Where the Entrepôt Argument Is Contested

The entrepôt thesis is analytically compelling, but it rests on assumptions that deserve scrutiny. Four vulnerabilities stand out.

First, AI models are not neutral. By nature, they embed the legal assumptions, cultural frameworks, and epistemic priorities of their training context. The Gulf’s entrepôt position could be reframed as a question of whose non-neutrality to host.

Second, there are limits to the Farrell–Newman framework as applied here. Weaponized interdependence was built to explain how great powers exploit nodes—not how middle powers use nodes to resist great-power pressure. The historical cases cut predominantly in the other direction. The Gulf is attempting something the framework does not strongly predict is achievable: durable autonomy at a contested hub between two competing hegemons. The G42 divestiture from China is the first data point, and it does not favor the neutrality thesis.

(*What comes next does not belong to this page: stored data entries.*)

PR #15092, opened 2023-03-20
[jax2tf] Ensure that the gradient function is serialized natively.

gnecula:
Previously, the recursive invocation of the jax2tf.convert for the gradient function was omitting the native serialization parameters.


gnecula:
@maxwillzq @rxsang PTAL

PR #15114, opened 2023-03-21
Add `wald` distribution to  `random.py`

JiaYaobo:
Counterpart for `numpy.random.wald`

### DIFF
--- a/jax/_src/random.py
+++ b/jax/_src/random.py
@@ -1880,3 +1880,59 @@ def _rayleigh(key, scale, shape, dtype) -> Array:
   sqrt_u = lax.sqrt(lax.mul(log_u, n_two))
   ray = lax.mul(scale, sqrt_u)
   return ray
+
+def wald(key: KeyArray,
+         mean: RealArray,
+         scale: RealArray,
+         shape: Optional[Shape] = None,
+         dtype: DTypeLikeFloat = dtypes.float_) -> Array:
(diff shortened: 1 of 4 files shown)


jax/_src/random.py
```diff
@@ -1880,3 +1880,58 @@ def _rayleigh(key, scale, shape, dtype) -> Array:
...
+  k1, k2 = _split(key, 2)
+  mean = mean.astype(dtype)
+  scale = scale.astype(dtype)
+  mean = jnp.broadcast_to(mean, shape)
+  scale = jnp.broadcast_to(scale, shape)
+  v = normal(k1, shape, dtype)
+  z = uniform(k2, shape, dtype)
+  two = _lax_const(mean, 2)
+  y = lax.pow(v, two)
+  mean_sq = lax.pow(mean, two)
```
jakevdp, line 1931: Consider using `lax.integer_pow` here instead (note that in contrast to `lax.pow`, the second argument to `lax.integer_pow` should be a python int)

jakevdp (commented):
Looks good, thanks!

jakevdp (approved):

jakevdp:
Thanks - looking at this more closely now in the context of some work to clarify the documentation for `jax.random` functions, I think I'd prefer to remove the `mean` and `scale` parameters from this. Other distributions in this module avoid specifying these parameters, and the output of the standard wald distribution can be trivially shifted and scaled.

PR #4951, opened 2024-01-18
RIG weirdness, star trader and objective bug fixs

benj8560:
starting with the small stuff: 
the greysons Star traders vender no longer gives out free **genuine** greyson coats. Now giving the star traders version at cost.

The guild APC disturbance objective now works. Trilby helped me with this one thanks. The one where you need to go power down a APC in a area (mostly). There is still a issue related to this objective selecting areas that don't exist on map. I will try and fix this later but the files I think are the problem are locked up currently. 

RIG stuff:

Goes through I believe every single RIG and standardizes their naming there should be no more weirdness of a ''hussar RIG hussar hardsuit boots'' across all RIGs. I did not test every single suit but it _should_ be fine I checked a fair few. 

The nanite RIG has been giving 100 rad protection this was meant to be done awhile back. I missed it since its hiding in its own file away from other RIGs.

Not changelog related note to coders: PLEASE if you make a RIGsuit. Follow the proper standard for this. Just lookie at the code its very simple! The Proto-Spacer is a good example if you wanna give the helmet/whatever a fancy name. Same standard all the older RIGs use. Dunno when this weird trend started on soj.

### DIFF
--- a/code/game/machinery/vendor/one_star_vending.dm
+++ b/code/game/machinery/vendor/one_star_vending.dm
@@ -89,7 +89,7 @@
 	products = list(
 		/obj/item/clothing/mask/smokable/cigarette/os/nova = 25,
 		/obj/item/clothing/suit/space/void/os/nova = 15,
-		/obj/item/clothing/suit/greatcoat/os = 10,
+		/obj/item/clothing/suit/greatcoat/os/nova = 10,
 		/obj/item/clothing/under/os_jumpsuit/nova = 10,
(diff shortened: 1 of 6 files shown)


cdb-is-not-good:
>Not changelog related note to coders: PLEASE if you make a RIGsuit. Follow the proper standard for this. Just lookie at the code its very simple! The Proto-Spacer is a good example if you wanna give the helmet/whatever a fancy name. Same standard all the older RIGs use. Dunno when this weird trend started on soj.

image

yes maam

PR #4952, opened 2024-01-18
Mapping in what the colonists build (event reward)

Chevalt:
An event has happened in which the colony was tasked with building a few outposts, they only renovated the spider outpost partially, and blew up their own roads and buildings in the process. I have mapped what they built and did, that is all. This contains the "renovated" spider outpost and the craters the colony did by maxcapping the place.
image
image


SingingSpock:
Okay, so the question I have is why there aren't *any* spawns for hostiles inside the outpost. It's not the Spider outpost because the spiders built it, but because the Colony can't consistently project enough power past it's borders (or even within its own walls) to actually keep it clear. Also removing the loot from it removes one of the few non-claimed sources of decent loot on the Colony map.

Chevalt:
> Okay, so the question I have is why there aren't _any_ spawns for hostiles inside the outpost. It's not the Spider outpost because the spiders built it, but because the Colony can't consistently project enough power past its borders (or even within its own walls) to actually keep it clear. Also removing the loot from it removes one of the few non-claimed sources of decent loot on the Colony map.

Because they literally just built it yesterday, so I'm leaving a bit of time before a second event where they'll fix their mistakes. In the meantime, I'll probably map in mobs and degradation in a week or so, to simulate the jungle taking over it. There is also no loot because.. well, that's how it was when they built it, no stockpiles of anything, no ressources. I just delivered on the promise I made when I decided to make the event, I even asked in staff lobby if people were fine with it.

Chevalt:
> > Okay, so the question I have is why there aren't _any_ spawns for hostiles inside the outpost. It's not the Spider outpost because the spiders built it, but because the Colony can't consistently project enough power past its borders (or even within its own walls) to actually keep it clear. Also removing the loot from it removes one of the few non-claimed sources of decent loot on the Colony map.
> 
> Because they literally just built it yesterday, so I'm leaving a bit of time before a second event where they'll fix their mistakes. In the meantime, I'll probably map in mobs and degradation in a week or so, to simulate the jungle taking over it. There is also no loot because.. well, that's how it was when they built it, no stockpiles of anything, no ressources. I just delivered on the promise I made when I decided to make the event, I even asked in staff lobby if people were fine with it.

Oh and they also maxcapped the spider outpost twice.. So.. I mean, it wouldn't also make any sense to leave the old loot in, considering it essentially suffered 5 kilotons of TNT?

benj8560:
wait they leveled the visitors cabin? Make sure you yell at them to fix it when event time comes I liked that thing was neat for hanging out near the colony as outsider

Chevalt:
> wait they leveled the visitors cabin? Make sure you yell at them to fix it when event time comes I liked that thing was neat for hanging out near the colony as outsider

I'll make sure they at least try to fix what they blew up in the next event.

Third, Global South demand is uncertain. The argument presupposes that governments and institutions are actively seeking an AI inference host outside great-power jurisdiction. That demand seems plausible, but maybe not to the scale necessary to finance a fully built-out Gulf “third option.” Many countries in recent years have gone directly to Chinese providers because either the U.S. option was not available or the Chinese option was more accessible due to price and fewer governance constraints. The intra-GCC dynamic introduces a further complication: both Saudi Arabia and the UAE are moving firmly into the American orbit. If both states build major inference infrastructure with divergent great-power alignments, the singular Gulf entrepôt thesis fractures into two competing nodes—undermining the collective leverage outlined above.

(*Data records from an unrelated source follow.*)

PR #4966, opened 2024-01-23
church melee balance

benj8560:
long needed look at of church melee weapons. I may do more I may call it good here. Input is welcome from anyone in terms of what needs changing.

So far changes are as follows:

Both church belts can now hold the church shortsword. Making it have a place as a effective backup melee.

The warhammer now has bonus structural damage idk why it never had such.

The NT spear has had its god damn 50! AP reduced to 30 making it no longer the best PVE church melee.

The Vexilar force blade has had its active time doubled. The most expensive church melee should likely not just be a gimmick. Around 12 seconds or so but mileage may vary with tickrate as usual.

### DIFF
--- a/code/game/objects/items/weapons/nt_melee.dm
+++ b/code/game/objects/items/weapons/nt_melee.dm
@@ -140,7 +140,7 @@
 	w_class = ITEM_SIZE_HUGE
 	slot_flags = SLOT_BACK | SLOT_BELT
 	throwforce = WEAPON_FORCE_LETHAL * 1.5
-	armor_penetration = ARMOR_PEN_HALF
+	armor_penetration = ARMOR_PEN_MASSIVE
 	throw_speed = 3
 	price_tag = 150
 	matter = list(MATERIAL_BIOMATTER = 20, MATERIAL_PLASTEEL = 10) // More expensive, high-end spear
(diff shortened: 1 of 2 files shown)


code/game/objects/items/weapons/nt_melee.dm
```diff
@@ -266,7 +267,7 @@
 	switched_on_qualities = list(QUALITY_CUTTING = 30, QUALITY_SAWING = 30)
 	switched_off_qualities = list(QUALITY_CUTTING = 10, QUALITY_SAWING = 10)
 	tool_qualities = list(QUALITY_CUTTING = 10, QUALITY_SAWING = 10)
-	active_time = 50
+	active_time = 100
```
SingingSpock, line 270: Time is in deciseconds, which is why leaving it unmodified is bad. 10 SECONDS would be better (the all caps is important)

benj8560, line 270:
```suggestion
	active_time = 10 SECONDS
```
Like so?

SingingSpock: Yes

benj8560:
this...was suppose to be test merged I figured it was obvious, Balance changes!

PR #4975, opened 2024-01-27
More church gun balance and small fixes.

benj8560:
Bug fixes first: Fixes the Bat'ko grabbing its serial number from the lightfall
Fixes many church weapons mislabeling themselves as NT (new testament) and vice versa for OT (old testament). inside autolathes. Removes the lightfall from the OT disk. It was on both idk why. Lives on NT disk only now.

Important balance stuff: Concillium has seen well needed nerfs/fixes from my last time touching it. Fixes it incorrectly having 1 fire delay if you never change the fire mode. 
Pretty substantially reduces it's fire rate. I never wanted this to be a DPS monster and somehow it ended up that way.
It's recoil is now a factor. By no means is it bad but if you want it to be recoilless you'll be modding it or bracing it. Should discourage running and gunning as well
Ups its gold cost even more. Really trying to avoid slapping a uranium cost onto this one.

slightly bumps the cost of the Dominion from 2 to 2.5 (in bioprinters). Apparently? It was just cheap enough if you took a loadout wrist PDA for a extra atom cell you could print one of these nearly round start.

After many requests Lightfall has been buffed a fair amount. Halfing its charge cost. It's now comparable to a better fire rate cog (aside from in mat costs) Silver cost up to 10 as well (5 in bioprinter) and it's size was changed to bulky. No funny pocket rifle!

### DIFF
--- a/code/datums/autolathe/guns.dm
+++ b/code/datums/autolathe/guns.dm
@@ -445,7 +445,7 @@
 	build_path = /obj/item/gun/energy/gun/martin
 
 /datum/design/autolathe/gun/ntpistol
-	name = "OT LP \"Serenity\""
+	name = "NT LP \"Serenity\""
 	build_path = /obj/item/gun/energy/ntpistol
 
 /datum/design/autolathe/gun/lasercore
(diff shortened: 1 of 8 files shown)


benj8560:
also would like to point out the outright silly fact that the hand-made laser carbine is virtually identical to the lightfall aside from a TINY bit higher fire delay prior to this PR. Truly silly.

cdb-is-not-good:
gonn a test merge just to make sure there's no balance issues that result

Finally, there is the question of where AI itself is heading. The entrepôt model rests on an implicit assumption: that AI inference will continue to require large, centralized data centers that smaller states must access through regional hubs. That assumption may not hold. The broader trajectory of AI development points in the opposite direction—toward smaller models, open-weight architectures, and deployment on modest local hardware. If inference increasingly migrates to the device or institutional level, the demand for centralized Gulf infrastructure could erode before it reaches full utilization. The Gulf’s entrepôt bet is, in part, a bet on continued centralization. That is a reasonable bet today. It is less obviously reasonable across the decade-long investment horizon the current buildout requires.

Conclusion

The Gulf does not need to train the world’s most capable models to occupy a position of structural consequence in international relations. The entrepôt logic requires only that the world cannot route around it. But the weaponized interdependence framework identifies a structural problem for Gulf Arab states as middle powers. Building an AI hub between two competing great powers does not mean the GCC transcends the existing competition—on the contrary, it may become the competition’s object.

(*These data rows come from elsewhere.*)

PR #4980, opened 2024-01-29
Adds Reaper to the spider deep-maints entrance

SingingSpock:
## About The Pull Request
<details>
<summary>
	Adds one reaper spider to the deep-maints entrance guarded by spiders
</summary>
<hr>

image
Removed one emperor trap and one low_chance trap spawner that were rather close to the entrance to make it less ultradeadly. Still dangerous because the Reaper is big, fast, and has sleepy toxin.
<hr>
</details>

## Changelog
:cl:
map: Adds a reaper spider to the deep maints entrance guarded by spiders
/:cl:


ChefDoggo:
reapers are basically meant to be only admin spawn, dunno about why this would get merged unless the reaper actually gets a revamp to be a threat

SingingSpock:
I mean, if it's not a dangerous threat I don't see why adding it will be a problem. It's definitely a greater threat than the single emperor and maybe trapdoor spider that it'll replace.

cdb-is-not-good:
I will probably want to push a PR to make reapers more befitting of their leviathan title if we're going to have one just placed in the world rather than being an admin only mob that gets used for events and usually with tweaking. That or recategorize them out of the leviathan class along with kaisers

SingingSpock:
Okay, so I didn't understand the state of Reapers or where they _should_ be after getting buffed to something reasonable. I'm closing this one, may make one in the future with one in the swamps.

PR #4981, opened 2024-01-29
Stingers and bouncing bullets.

cdb-is-not-good:
Stinger grenades will no longer doo 400+ damage to targets they're directly under/on top of, instead being closer to 100. Stingers also have a higher damage_step comparable to eris stingers- this means the projectiles travel more and will bounce about more. These changes should hopefuly make stingers less of a crapshoot between 'literally a joke' and 'Stronger than a fragmentation grenade'. Stingers also can ricochet now

Additionally, implements a new variable that modifies how likely a bullet is to ricochet. This variable is a 1 by default and is negatively affected by armor pen. Lower cal rounds are more likely to bounce(about 3x as likely for 9mm vs .408 which has a net bonus of 1.15x). This also affects stingers, which have a comparable ricochet chance to 9mm, this is intended to make them more useful outside of point blank range.

## About The Pull Request
<details>
<summary>
	About The Pull Request
</summary>
<hr>

	
<hr>
</details>

## Changelog
:cl:

/:cl:


cdb-is-not-good:
Tested and seems to work just fiine, it's not AS dramatic as I'd like but that's fine for now. Can test it and see if it does what we want.

PR #4985, opened 2024-01-30
Bullits 'n woundiing mods.

cdb-is-not-good:
## About The Pull Request
<details>
<summary>
Actually adds wounding mult from Eris and makes it a bity more granular(i felt this necessary due to our uh...frankly insane amount of weapons/guns.) - For the record, I only slightly understand how this actually ineracts with the code that Rebel decided to port that referenced it but I THINK it affects how likely (specifically bullets) are to do organ damage in addition to actual regular damage. I spread the mults across our ammo in a roughly homogenous way but we'll need to test to see if it like....matters. If i understand right, this system will mean 9mm HV will tend to wound less than 9mm hp, which will do worse than 10mm hp and so on.

Also adds a tweak to the damage proc to *maybe* fix weirdness owing to us not using armor divisor, instead generating armor divisor by dividng AP by 10(so you still end up roughly....the same scale of 1-10ish).

Also nukes PVP/PVE damage listing, damage is now given only as 1 value that incidentally also includes modifiers for post_pen_damagemult(HP damage bonus).  PLEASE note that the damage listed for HALLOWPOINT bullets and other TRAUMATIC ROUNDS(Shrapnel bolts, red-nose AMR, buckshot) is HIGHLY SUBJECT to ARMOR VALUES and if you use it against armored targets it will NOT WORK GREAT. this has not changed, but I want to make it double clear before this goes live and people scream 'cdb you broke hp awaawawawawa'
</summary>
<hr>

	
<hr>
</details>

## Changelog
:cl:

/:cl:


cdb-is-not-good:
whew boy that's a lotta commit junk. good thing I don't care and we squash these.

PR #4987, opened 2024-01-31
Sensible Benzin roaches

benj8560:
A near direct port of benzins from https://github.com/Eclipse-Station/NEV-Northern-Light. Most of the changes are under the hood but some big mechanical things to note:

Both Washington and Beijing face structural incentives to ensure that Gulf AI infrastructure serves their respective panopticon interests: running their models, adopting their governance frameworks, excluding the other’s hardware and firms. A Gulf AI entrepôt that maintains genuine neutrality may be seen as strategically threatening by both powers simultaneously. The G42 divestiture represents the first visible instance of this pressure succeeding at scale. How long Gulf neutrality can last, especially as Washington and Beijing compete for global adoption of their respective AI ecosystems, remains the central unanswered question hanging over the entire enterprise.